2.3. Preparation of the PES-g-PEGMA membranes Ultrafiltration membranes were fabricated via non-solvent induced phase separation and surface segregation described in our previous work (Ma et al., 2007; Peng et al., 2010; Zhao et al., 2008). To prepare membrane casting solution, the unmodified PES or synthesized PES-g-PEGMA (3.6 g, 18 wt.%) as membrane bulk material and 2.0 g PEG (10 wt.%) as pore forming agent, were dissolved in 14.4 g DMF. The solution was stirred at 60 °C about 4 h to ensure the homogeneous mixing. Subsequently, casting solution was left for 6 h to allow complete release of bubbles. After cooled to room temperature, the solution was cast on glass substrate with a steel knife, and immediately immersed into the coagulation bath of deionized water at 20 °C. The pristine membranes were peeled off and washed thoroughly with deionized water to remove residual solvent. The as-prepared membranes had an average wet thickness of 250 lm and were kept in deionized water before use. The resultant membranes were designated as PES-g-(PEG)nMA-GY membranes, where n indicated the average polymerization degree of PEG segment within each PEGMA monomer molecules (4.5, 8.5, and 22.7 for PEGMA with molecular weight of 300, 475, and 1100, respectively) and GY indicated the graft yield of synthesized PES-g-PEGMA. In addition, the PES membrane represented the PES control membrane which was prepared using unmodified PES following the protocol as above.

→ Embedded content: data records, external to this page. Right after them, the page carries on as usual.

PR #215, opened 2021-07-06
changed donation info date formatting

harelglik:
image


yaron1m:
Look at the order of the fields here:
image

yaron1m (approved):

2.4. Characterizations of the PES-g-PEGMA membranes Environment scanning electron microscope (ESEM, Philips XL30E) and field emission scanning electron microscope (FESEM, Nanosem 430) were utilized to investigate the cross-section and surface morphologies of the membranes. The membrane samples frozen in liquid nitrogen were broken and sputtered with gold for producing electric conductivity prior to SEM observation. The pore size of skin layer was measured based on the surface morphologies visualized by FSEM. To minimize the experimental error, the average of five different locations of each membrane was reported. Water contact angle was employed to evaluate the hydrophilicity of the PES-g-PEGMA membranes. The measurement was carried out at room temperature by a contact angle goniometer (JC2000C Contact Angle Meter, Powereach Co., Shanghai, China). Membranes were lyophilized for 3 h and then pressured with a rolling machine. Similarly, the contact angle was measured at five different locations for each membrane and the average was reported. The surface chemical compositions of PES membranes were investigated by X-ray photoelectron spectroscopy (XPS) instruments (PHI-1600, USA) using Mg Ka (1254.0 eV) as radiation source. Since the effective detect depth of XPS measurement was proportional to the cosh, the takeoff angle h of the photoelectron was set at 90°, which indicated only the near surface composition of membranes could be measured (Zhu et al., 2009). Survey spectra were collected over a range of 0–1100 eV. BSA was used as the model protein to evaluate the protein adsorption resistance of PES-g-PEGMA membranes. The membranes (30 mm in diameter) were immersed in 1.0 mg/mL BSA solutions at 25 °C for 24 h to reach adsorption–desorption equilibrium. The pH of protein solutions was maintained at 7.0 using 0.1 M phosphate buffered solution. The concentrations of BSA in the solution before and after contact with the membranes were measured with a UV–Vis spectrophotometer (Hitach UV-2800) at 280 nm (Khaparde and Singhal, 2001; Stoschek, 1990; Zhang et al., 2008). Subsequently, the apparent adsorbed BSA amount was calculated. The reported data were the mean values of triplicate samples for each polymer membrane.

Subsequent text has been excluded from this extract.